Columbus McKinnon Corporation reported unaudited consolidated earnings results for the third quarter and nine months ended December 31, 2012. For the quarter, the company reported net sales were $153.225 million against $142.750 million a year ago. For the quarter, the company reported revenue was up 7.3%, but was negatively affected by foreign currency translation and a divestiture that impacted the quarter. Otherwise, it was up, if remove those 2, 10.6%. The U.S. revenue continues to grow nicely, up 5.4% or up 10.9% excluding that divestiture that occurred in the second quarter of this fiscal year. Sales outside of the United States were up 9.7% or 12.9% excluding the effects of foreign currency translation. Operating income increased by 18.2% to $14.2 million or 9.3% of sales compared to 8.4% of sales in the previous year. The improvement in operating income is being driven by the net pricing gains over materials inflation, as well as higher sales volume and mix more than offsetting SG&A increases previously discussed. Excluding the gain on the sale of a closed facility that happened in the prior year, operating income expanded 34.7%. Income per diluted share for the third quarter of fiscal 2013 was $0.49, reflecting a $0.05 increase from the prior year period where the company reported earnings of $0.44 per share. The effective tax rate in the quarter was 11.1% versus 16.4% in the prior year period due to the mix of earnings in the U.S. versus foreign affiliates and the fact that have a valuation allowance against deferred tax assets in the U.S. On a pro forma basis, using a 38% tax rate, earnings per share in the third quarter of fiscal 2013 were $0.34 per share versus $0.32 a share in the third quarter of fiscal 2012.
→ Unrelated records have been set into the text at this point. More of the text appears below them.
PR #954, opened 2023-02-21
✨ Buy listing NFT with credit card

WeiJun0827:
Depends on https://github.com/likecoin/likecoin-api-public/pull/432

### DIFF
--- a/src/mixins/nft.js
+++ b/src/mixins/nft.js
@@ -774,12 +774,17 @@ export default {
     },
     async collectNFTWithStripe({ memo = '' }) {
       try {
+        const body = { memo };
+        if (this.nftIsUseListingPrice) {
+          body.nftId = this.listingInfo.nftId;
+          body.seller = this.listingInfo.seller;
+        }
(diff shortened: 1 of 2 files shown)


src/mixins/nft.js
```diff
@@ -477,10 +479,14 @@ export default {
...
       try {
-        const { fiatPrice } = await this.$axios.$get(
+        const { fiatPrice, isListing, listingInfo } = await this.$axios.$get(
           getStripeFiatPrice({ classId })
         );
         this.nftPriceInUSD = fiatPrice;
+        if (isListing) {
+          this.listingNftId = listingInfo.nftId;
+          this.listingNftSeller = listingInfo.seller;
+        }
```
williamchong, line 489: Can we make use of `nftIsUseListingPrice` and `listingInfo` instead of making duplicate new fields? Or at least we should refactor current useListing logic when buying with LIKE into the new fields

williamchong (changes requested):

williamchong (approved):

PR #958, opened 2023-02-22
🐛 Fetch followees from separated API

nwingt:


src/pages/settings/following.vue
```diff
@@ -104,6 +104,23 @@ export default {
       }));
     },
   },
+  watch: {
+    walletHasLoggedIn: {
+      immediate: true,
+      async handler(hasLoggedIn) {
+        // Only fetch followees in client side
+        if (process.client && hasLoggedIn) {
```
williamchong, line 112: Does this cause ssr outsync error? can we just call this in mounted?

nwingt: I don't see any SSR out sync

nwingt: image

https://user-images.githubusercontent.com/17264716/220703471-0db037a7-002c-4899-a6ba-e1c00eefe397.mov

williamchong (approved):

PR #964, opened 2023-02-24
♻️ Refactor routes and correct `/followees` routes

WeiJun0827:


WeiJun0827:
Note that users received a verification email for his/her email before deploying this PR but clicking the confirmation link later would encounter an error.
But if users ask to resend another verification email should fix this case.

src/server/api/routes/users/v2/email.js
```diff
@@ -21,75 +18,70 @@ const { EXTERNAL_URL } = require('../../../../config/config');
...
-        return;
+router.post('/email', authenticateV2Login, async (req, res, next) => {
+  try {
+    const { user } = req.session;
+    const { email } = req.query;
+    if (!email) {
+      res.status(400).send('MISSING_EMAIL');
+      return;
+    }
+    console.log(user, email);
```
williamchong, line 29: Please remove `console.log()`

src/server/api/routes/users/v2/nfts/display-state.js
```diff
@@ -23,9 +20,9 @@ const NFT_DISPLAY_STATE = {
 
 const router = Router();
 
-router.get('/:wallet/nfts/display-state', async (req, res, next) => {
+router.get('/nfts/display-state', async (req, res, next) => {
```
williamchong, line 23: We do want to keep `/:wallet/` in public endpoints though? Since these are really under some kind of wallet without implicit session

src/server/api/routes/users/v2/nfts/display-state.js
```diff
@@ -40,13 +37,12 @@ router.get('/:wallet/nfts/display-state', async (req, res, next) => {
 });
 
 router.post(
-  '/:wallet/nfts/display-state',
+  '/nfts/display-state',
```
williamchong, line 40: Similarly maybe we should keep `/:wallet` here

williamchong (changes requested):

williamchong (approved):

PR #966, opened 2023-02-27
🐛 Fix trending tab range was not set to 14 days

williamchong:


nwingt (approved):

src/util/api/index.js
```diff
@@ -277,8 +277,16 @@ export const getStripeFiatPrice = ({ classId }) => {
...
   `${LIKECOIN_CHAIN_API}/likechain/likenft/v1/class?reverse=true`;
-export const getTopNFTClasses = () =>
-  `${LIKECOIN_CHAIN_API}/likechain/likenft/v1/ranking?ignore_list=${LIKECOIN_NFT_API_WALLET}`;
+export const getTopNFTClasses = ({ before, after }) => {
+  const qsPayload = {
+    before,
+    after,
+    ignore_list: LIKECOIN_NFT_API_WALLET,
+  };
+  return `${LIKECOIN_CHAIN_API}/likechain/likenft/v1/ranking??${querystring.stringify(
```
nnkken, line 286: Doubled `?`, redundant
Also should add default values `0` for `before` and `after` for robustness? Otherwise it's sending `?before=&after=&...` which relies on how API parses empty strings

williamchong: updated to only set keys in qs object if not undefined

src/util/api/index.js
```diff
@@ -280,10 +280,11 @@ export const getLatestNFTClasses = () =>
 export const getTopNFTClasses = ({ before, after }) => {
```
nnkken, line 280:
```suggestion
export const getTopNFTClasses = ({ before = 0, after = 0 }) => {
```

src/util/api/index.js
```diff
@@ -280,10 +280,11 @@ export const getLatestNFTClasses = () =>
...
   const qsPayload = {
     before,
-    after,
     ignore_list: LIKECOIN_NFT_API_WALLET,
   };
-  return `${LIKECOIN_CHAIN_API}/likechain/likenft/v1/ranking??${querystring.stringify(
+  if (after !== undefined) qsPayload.after = after;
+  if (before !== undefined) qsPayload.before = before;
```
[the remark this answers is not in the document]
williamchong: I actually wanted to remove both `before` and `after` from `const qsPayload `...
If they are removed from qsPayload then this will work? despite having them in function prototype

Income before income tax expense was $10.772 million against $10.181 million a year ago. Income from continuing operations was $9.579 million or $0.49 per diluted share against $8.515 million or $0.44 per diluted share a year ago. Net income was $9.579 million against $8.515 million a year ago.
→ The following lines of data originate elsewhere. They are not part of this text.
PR #967, opened 2023-02-27
🔧 Fine tune default camera angle for new model

williamchong:
Before
image
After
image


nwingt:
seems the back still facing the camera, not the front???

williamchong:
> seems the back still facing the camera, not the front???

What do you mean by front, the other side of the cover?

nwingt (approved):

For the nine months, the company reported net sales were $452.710 million against $432.373 million a year ago. Income from operations was $39.890 million against $31.527 million a year ago. Income before income tax expense was $30.771 million against $23.459 million a year ago. Income from continuing operations was $26.267 million or $1.34 per diluted share against $17.561 million or $0.90 per diluted share a year ago. Net income was $26.267 million against $17.970 million a year ago. For the year-to-date, revenue was up 4.7%, largely driven by volume and price increases offset by $16.3 million of unfavorable foreign currency translation. Excluding the impact of foreign currency translation, revenue was up 8.5%. generated $19.1 million of operating free cash flow in the 9 months ended December 31, 2012. Capital expenditures were $7.1 million versus $10.5 million in the previous year. Net debt was $40.4 million, and total gross debt was $152.3 million. Net debt to net total capitalization was 17.6%. Earnings per share are $1.34 versus $0.92 in the previous year. Operating income is up 26.5% as a result of the additional gross margin. Net cash provided by operating activities was $26.287 million against $13.463 million a year ago.

For the fiscal 2013, the company expects capital expenditures for to be in the $12 million to $15 million range. The effective tax rate for fiscal 2013 is expected to be between 13% and 17% based on a geographic mix of earnings that anticipate.